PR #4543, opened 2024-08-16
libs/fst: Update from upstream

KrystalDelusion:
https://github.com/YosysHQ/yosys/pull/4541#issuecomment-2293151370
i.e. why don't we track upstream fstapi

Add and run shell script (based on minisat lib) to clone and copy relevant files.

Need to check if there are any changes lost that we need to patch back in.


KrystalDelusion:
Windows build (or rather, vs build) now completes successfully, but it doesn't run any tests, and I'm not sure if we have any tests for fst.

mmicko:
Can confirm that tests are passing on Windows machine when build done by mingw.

* * *

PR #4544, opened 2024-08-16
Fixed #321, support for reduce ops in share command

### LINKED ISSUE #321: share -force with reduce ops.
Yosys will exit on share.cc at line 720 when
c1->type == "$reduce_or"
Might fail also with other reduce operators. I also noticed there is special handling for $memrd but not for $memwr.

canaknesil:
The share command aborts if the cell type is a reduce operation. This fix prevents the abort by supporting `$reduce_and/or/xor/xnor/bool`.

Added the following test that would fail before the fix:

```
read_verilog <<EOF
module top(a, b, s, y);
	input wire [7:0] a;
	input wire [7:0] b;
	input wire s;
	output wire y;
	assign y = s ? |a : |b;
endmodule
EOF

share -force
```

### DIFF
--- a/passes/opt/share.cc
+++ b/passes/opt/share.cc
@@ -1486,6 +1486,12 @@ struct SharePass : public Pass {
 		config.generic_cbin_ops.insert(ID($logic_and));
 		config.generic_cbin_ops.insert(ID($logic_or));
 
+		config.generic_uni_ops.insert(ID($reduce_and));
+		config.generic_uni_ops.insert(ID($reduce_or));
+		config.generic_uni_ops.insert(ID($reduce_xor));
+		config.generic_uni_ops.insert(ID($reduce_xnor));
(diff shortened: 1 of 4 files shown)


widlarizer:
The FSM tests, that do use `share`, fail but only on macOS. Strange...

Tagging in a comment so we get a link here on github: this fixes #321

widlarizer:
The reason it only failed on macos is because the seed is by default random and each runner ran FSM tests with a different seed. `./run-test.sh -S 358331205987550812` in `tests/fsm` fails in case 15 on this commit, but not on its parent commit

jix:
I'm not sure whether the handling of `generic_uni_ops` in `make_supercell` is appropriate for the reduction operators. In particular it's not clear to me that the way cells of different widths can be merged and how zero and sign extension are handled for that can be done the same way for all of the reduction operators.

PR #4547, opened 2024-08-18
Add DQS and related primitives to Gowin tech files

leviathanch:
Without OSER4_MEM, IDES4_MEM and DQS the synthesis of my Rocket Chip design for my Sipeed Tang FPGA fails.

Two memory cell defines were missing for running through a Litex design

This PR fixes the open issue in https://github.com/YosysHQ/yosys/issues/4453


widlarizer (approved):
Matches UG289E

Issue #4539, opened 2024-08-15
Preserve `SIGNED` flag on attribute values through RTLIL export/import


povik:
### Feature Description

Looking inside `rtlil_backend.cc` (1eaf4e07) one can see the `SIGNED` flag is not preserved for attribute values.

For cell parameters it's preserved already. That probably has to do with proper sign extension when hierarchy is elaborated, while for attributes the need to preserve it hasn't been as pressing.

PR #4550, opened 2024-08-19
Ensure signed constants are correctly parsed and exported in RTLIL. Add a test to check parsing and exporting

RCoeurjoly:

==

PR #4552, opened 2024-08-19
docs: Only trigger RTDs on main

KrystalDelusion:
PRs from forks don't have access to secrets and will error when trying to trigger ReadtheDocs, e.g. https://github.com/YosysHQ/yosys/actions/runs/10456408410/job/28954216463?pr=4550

Requirement - Only lines of the material that contain the word "passes" belong in the answer; copy each one.

Exercise solution -
--- a/passes/opt/share.cc
+++ b/passes/opt/share.cc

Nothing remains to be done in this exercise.